El candidato afirmó que se trata de un emblema que une a personas de distintas regiones, culturas y condiciones sociales.

“Es un símbolo popular”, expresó Cepeda ante los asistentes, insistiendo en que la camiseta debe ser entendida como un elemento de encuentro y no como una herramienta de exclusión o confrontación política.

Uno de los momentos que más repercusión generó ocurrió cuando el candidato se refirió al uso de los símbolos nacionales dentro de la campaña electoral.

En una declaración que rápidamente comenzó a circular en redes sociales, Cepeda manifestó: “No sea ladrón.

No se nos robe la camiseta a todos y todas nosotras”.

La frase fue interpretada por numerosos asistentes como una respuesta a sectores de la oposición y abrió un nuevo capítulo en la disputa por la representación de los símbolos patrios dentro del debate político colombiano.

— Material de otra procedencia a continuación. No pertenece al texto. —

Issue #2037, opened 2025-04-04
[Documentation] [zos_backup_restore] Add return values into zos_backup_restore


fernandofloresg:
### Is there an existing issue for this?

- [x] There are no existing issues.

### Documentation issue description

The return values for zos_backup_restore are missing in the documentation. You can take the existing values from the return output when running the module successfully.

![Image](https://github.com/user-attachments/assets/bc368381-796a-4f19-9e39-92e37ab426cd)

### IBM z/OS Ansible core Version

v1.13.0

### Ansible module

zos_backup_restore

PR #2049, opened 2025-04-10
[zos backup restore]Added Return Values in documentation

mayankmani-sde:
##### SUMMARY

Added Return values in documentation

#2037 
##### ISSUE TYPE

- Docs Pull Request
##### COMPONENT NAME

zos_backup_restore
##### ADDITIONAL INFORMATION

```paste below

```

### DIFF
--- a/changelogs/fragments/2049-zos_backup_restore-added-return-values-in-doc.yml
+++ b/changelogs/fragments/2049-zos_backup_restore-added-return-values-in-doc.yml
@@ -1,4 +1,4 @@
 trivial:
   - zos_backup_restore - Updated documentation on zos_backup_restore to notify about return
-    values of Backup and restore operation
+    values of Backup and restore operation.
      (https://github.com/ansible-collections/ibm_zos_core/pull/2049).


richp405 (approved):

plugins/modules/zos_backup_restore.py
```diff
@@ -351,6 +349,28 @@
...
+backup_name:
+  description:
+    - The backup file or data set name that was processed.
+    - Matches the I(backup_name) parameter provided as input.
+  returned: always
+  type: str
+  sample: "/u/oeusr03/my_backup.dzp"
+message:
+  description:
+    - Empty ("") for successfull and failure operations.
```
fernandofloresg, line 369: Even though this is true at the moment, we don't want to tell users "oh by the way this does nothing". I think is better to say:
```suggestion
    - Returns any important messages about the modules execution, if any.
```

At this point it might be empty, but could be used for something in the future. The truth is it won't be, this looks like an attempt to define `msg` this module is old and original developer may have made a mistake. This is something we can remove in the future releases as a deprecation.

But at this point lets use this phrase instead.

plugins/modules/zos_backup_restore.py
```diff
@@ -351,6 +349,28 @@
...
+changed:
+  description:
+    - Indicates if the operation made changes.
+    - C(true) when backup/restore was successful, C(false) otherwise.
+  returned: always
+  type: bool
+  sample: true
+backup_name:
+  description:
+    - The backup file or data set name that was processed.
```
fernandofloresg, line 362:
```suggestion
    - The USS file name or data set name that was used as a backup.
```

fernandofloresg: I think this should be clearer

fernandofloresg (changes requested):
Requested a couple of phrasing changes

plugins/modules/zos_backup_restore.py
mayankmani-sde: Changes have been added .

richp405 (approved):

fernandofloresg (approved):
lgtm!

PR #2059, opened 2025-04-21
Enabler/1819/gh/sanity2-18

Rohitcodes28:
##### SUMMARY

Testing the ac sanity for 2.18 

##### ISSUE TYPE

- Enabler Pull Request

##### ADDITIONAL INFORMATION

```paste below

```

### DIFF
--- a/.github/workflows/ac-ansible-test-sanity.yml
+++ b/.github/workflows/ac-ansible-test-sanity.yml
@@ -51,23 +51,23 @@ jobs:
     - name: Set up Python
       uses: actions/setup-python@v5
       with:
-        python-version: 3.11
+        python-version: 3.12
   
     - name: Set up venv
       run: |
         python -m pip install --upgrade pip
         pip install virtualenv
         mkdir venv
-        virtualenv venv/venv-2.16
+        virtualenv venv/venv-2.18
 
     - name: Install dependencies
       run: |
-        source venv/venv-2.16/bin/activate
+        source venv/venv-2.18/bin/activate
         python -m pip install --upgrade pip
-        pip install ansible-core==2.17.6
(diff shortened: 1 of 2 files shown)


richp405 (approved):
While the current is 2.18.4, I think having 2.18 should be fine.  I haven't seen portability notes to say otherwise.

changelogs/fragments/2059-Github-sanity-2-18-fix.yml
```diff
@@ -0,0 +1,4 @@
+trivial:
+  - ac-ansible-test-sanity.yml - Updated the ansible version to 2.18,
+    venv to 2.18, python to 2.12.
```
rexemin, line 3:
```suggestion
    venv to 2.18, python to 3.12.
```
Although it probably doesn't really matter since it's a trivial change.

.github/workflows/ac-ansible-test-sanity.yml
```diff
@@ -51,23 +51,23 @@ jobs:
...
-        virtualenv venv/venv-2.16
+        virtualenv venv/venv-2.18
 
     - name: Install dependencies
       run: |
-        source venv/venv-2.16/bin/activate
+        source venv/venv-2.18/bin/activate
         python -m pip install --upgrade pip
-        pip install ansible-core==2.17.6
+        pip install ansible-core==2.18
```
rexemin, line 67: Maybe we could install the latest minor version of 2.18, but agree with Rich that there shouldn't be much of a difference between versions of Ansible 2.18.

```suggestion
        pip install "ansible-core>=2.18,<2.19"
```

rexemin (approved):

Issue #1940, opened 2025-02-20
[Bug] zos_mount failing during a df call.


richp405:
### Is there an existing issue for this?

- [x] There are no existing issues.

### Bug description

Internal customer noticed zos_mount was failing on certain systems.  Further logging showed an error coming when 'df' was called to enumerate available mounts.

Talking with IBM experts, it appears that the specific error message: FSUMF168 is effectively a warning, and the data in the response should still be complete, meaning we can depend on it for the list of errors.

On a custom copy of zos I modified the mount program:

![Image](https://github.com/user-attachments/assets/985d0711-7887-4147-8d12-0f6984d69b80)

`ibm_zos_core/plugins/modules/zos_mount.py\", line 1075, in run_module\n  File \"<frozen codecs>\", line 332, in decode\nUnicodeDecodeError: 'utf-8' codec can't decode byte 0xe3 in position 3: invalid continuation byte\ndebug3: mux_client_read_packet_timeout: read header failed: Broken pipe\r\ndebug2: Received exit status from master 1\r\n",
    "module_stdout": "",
    "msg": "MODULE FAILURE: No start of json char found\nSee stdout/stderr for the exact error",
    "rc": 1
}`

![Image](https://github.com/user-attachments/assets/1113697a-1f49-45a3-923f-3c896d8e9698)

I'm looking to determine why there's a json conversion in a shell call.

### IBM z/OS Ansible core Version

v1.12.0

### IBM Z Open Automation Utilities

v1.3.0, 1.3.4.1

### IBM Enterprise Python

v3.13.x, 3.12.x

### ansible-version

v2.18.x - asking to try an olver copy

### z/OS version

v3.1

### Ansible module

zos_mount

### Playbook verbosity output.

ansible-playbook [core 2.18.1]
  config file = /Users/tobyk/ansible/ansible.cfg
  configured module search path = ['/Users/tobyk/.ansible/plugins/modules', '/usr/share/ansible/plugins/modules']
  ansible python module location = /opt/homebrew/Cellar/ansible/11.1.0_1/libexec/lib/python3.13/site-packages/ansible
  ansible collection location = /Users/tobyk/.ansible/collections:/usr/share/ansible/collections
  executable location = /opt/homebrew/bin/ansible-playbook
[...]

PR #2060, opened 2025-04-21
[Bugfix][zos_mount] added condition to skip fsumf168 during df call

richp405:
##### SUMMARY
added code in zos_mount to ignore an error return, if the return included FSUMF168 in the text of the df call.

Fiixes #1940 

##### ISSUE TYPE
- Bugfix Pull Request

##### COMPONENT NAME
zos_mount.py

##### ADDITIONAL INFORMATION
Speaking with storage experts, it was determined this message was a warning, and that the data was still being retunred.


richp405:
I switched this back to draft while working out a pipeline error.

richp405:
The pipeline error was my fault.  EC was mis-configured.

image

changelogs/fragments/2060-zos_mount-skip_fsumf168_from_df.yml
```diff
@@ -0,0 +1,3 @@
+trivial:
```
rexemin, line 1: I feel like this one should be labeled as a bugfix

rexemin (changes requested):
Pretty straightforward. Looks good, just wondering if the changelog fragment should be a bugfix so that users are notified of this change

changelogs/fragments/2060-zos_mount-skip_fsumf168_from_df.yml
richp405: you are correct.

changelogs/fragments/2060-zos_mount-skip_fsumf168_from_df.yml
```diff
@@ -0,0 +1,3 @@
+bugfixes:
+  - zos_mount - Added handling to the df call, so that FSUMF168 are ignored.
```
fernandofloresg, line 2: We try to stick to the ansible development process for change logs https://docs.ansible.com/ansible/latest/community/development_process.html . In this case this is the format we use 
```
Fixes that resolve issues. SHOULD not be used for minor enhancements (use minor_change instead). Use past tense to describe the problem and present tense to describe the fix.
```

And since this bugfix will be client-facing it should be less technical more like "In some cases, df command would raise error FSUMF168 as a warning for certain cases(can add more details for those cases) and the module failed. Fix now handles this warning message gracefully and continues with the operation."

fernandofloresg: Your comments make perfect sense for these cases :
```
FSUMF168 return in stderror means that the mount dataset wouldn't resolve.
        # While this shows a catalog or volume issue, it should not impact our search for an existing mount
```

fernandofloresg (approved):
LGTM !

El acto también puso en primer plano el denominado barrismo social, una estrategia impulsada desde distintos sectores para promover que las barras organizadas participen en actividades culturales, educativas, comunitarias y de construcción de paz.

Los promotores del encuentro señalaron que el fútbol puede convertirse en una herramienta de transformación social cuando se orienta hacia proyectos colectivos que fortalezcan la convivencia.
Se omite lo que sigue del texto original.